The citadel of Cacaxtla is prominently located on a hilltop in the highlands of Mexico, in the state of Tlaxcala, about eighty kilometers (fifty miles) southeast of Mexico City. It dates to the Epiclassic period (c. c.e. 650-850), a time when great cities such as Teotihuacan had collapsed and independent highland kingdoms had begun to develop. It was the main seat of the rulers of a group known to archaeologists as the Olmeca-Xicalanca (not connected with earlier Olmecs on the Gulf Coast).

The most impressive feature of Cacaxtla for the modern visitor is its huge murals, colorful and dramatic, reflecting a mixture of stylistic influences. These bear witness to tumultuous times. One of them vividly depicts the aftermath of battle and sacrifice, with the victorious dark-skinned warriors shown in jaguar pelts and the defeated lowland army in bird costumes. In one scene, the defeated captain is draped with Venus symbols and is being publicly humiliated prior to his execution. The archaeoastronomer John Carlson has argued convincingly that this episode was one manifestation of a wider cult of warfare and ritual sacrifice related to the patterns of appearance of the planet Venus. A small chamber discovered in 1987 contained two stuccoed pillars, each painted with a life-sized figure rich in symbolism relating to blood, water, and the planet Venus. One is male and one is female, but they also have scorpion, bird, and jaguar features and wear Venus skirts, kilts ornamented with a huge depiction of the glyph known to represent Venus. They are thought to represent deities strongly related to Venus, who had a vital role in the process of turning blood into water through ritual sacrifice (feeding the gods with human blood would encourage them to reciprocate by providing rain), thus ensuring fertility and renewal. It is possible that this room was the place where some of the most important sacrifices took place.

About one and a half kilometers (one mile) to the west of Cacaxtla, on an adjacent and higher hilltop, is the ceremonial center of Xochitecatl, a much older site that was occupied from about 700 b.c.e. and in use until an eruption of the volcano Popocatepetl forced its abandonment around c.e. 150. (Later, at the time of the dominance of Cacaxtla, parts of it were reoc-cupied.) One of its most distinctive features is a spiral pyramid built around 700 b.c.e. But it is the rectangular Pyramid of the Flowers that is most remarkable. It contains more than thirty infant burials (yet only one adult) and over two thousand clay figures, the great majority representing females of all ages. The obvious conclusion is that the latter were votive offerings related to fertility rites. The infant burials evoke practices known in (later) Aztec times, when children were sacrificed at mountain shrines on particular calendar dates to petition for rain.

Ascending the temple’s western staircase to the large central platform— 140 by 100 meters (460 by 330 feet)—reveals a striking view to the east and, directly ahead, the 4,600 meter (15,000 foot) volcano La Malinche, which dominates this region.

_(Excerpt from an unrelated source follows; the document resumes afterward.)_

PR #1663, opened 2020-11-11
Update quick-start.md

sahilpurav:
Updated the documentation with small correction of package version and also added a note about its support to React v17.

The deposits of clay figures were found near this spot, which is scarcely surprising. Rain and fertility are clearly associated, and clouds tend to loom over the mountain even when the sky is otherwise clear. The later Aztecs certainly associated mountains with rains, believing (some have argued) that mountains were hollow “houses” filled with water—a conviction that is likely to reflect a much longer-standing element of Mesoamerican worldview. In pre-conquest times La Malinche was known as Matlalcueye, the great female mountain of sustenance. It is fair to conclude that rain and fertility rites at Xochitecatl might have been associated with this mountain for many centuries into the past, and possibly as far back as the Middle Formative Period when the pyramids were first built.

The view from the platform of the Pyramid of the Flowers reveals one more remarkable fact. From here, the palace of cacaxtla sits immediately below and directly in line with the volcano. Is it too far-fetched to suggest that cacaxtla was deliberately placed in an alignment whose significance was already long established? Possibly not; and it is even possible that cult practices related to this alignment have survived into modern times. Each year on the festival of St. Michael, September 29, the people of the village of San Miguel del Milagro, close to Xochitecatl, set out on a pilgrimage to the archangel’s shrine. Chanting to celebrate the feast begins at sunrise. Around this day, as viewed from the Pyramid of the Flowers, the sun rises behind the summit of La Malinche, along the alignment of monuments and mountain. According to Carlson, these activities that still take place in a small Mexican village represent, in Christianized form, a living tradition of sacred geography, timed pilgrimage, and mountain veneration related to rain and fertility rites that extends well back into pre-conquest times. Such a continuity of tradition might seem unthinkable if we did not have good evidence that other fundamental aspects of Mesoamerican thought were remarkably durable— in particular the calendar itself.

Threading together in this way strands of evidence of different types— from archaeology, history, archaeoastronomy, and modern ethnography— raises many methodological issues, and if done carelessly can lead to quite unsustainable conclusions. Yet if done carefully it can bring some remarkable insights.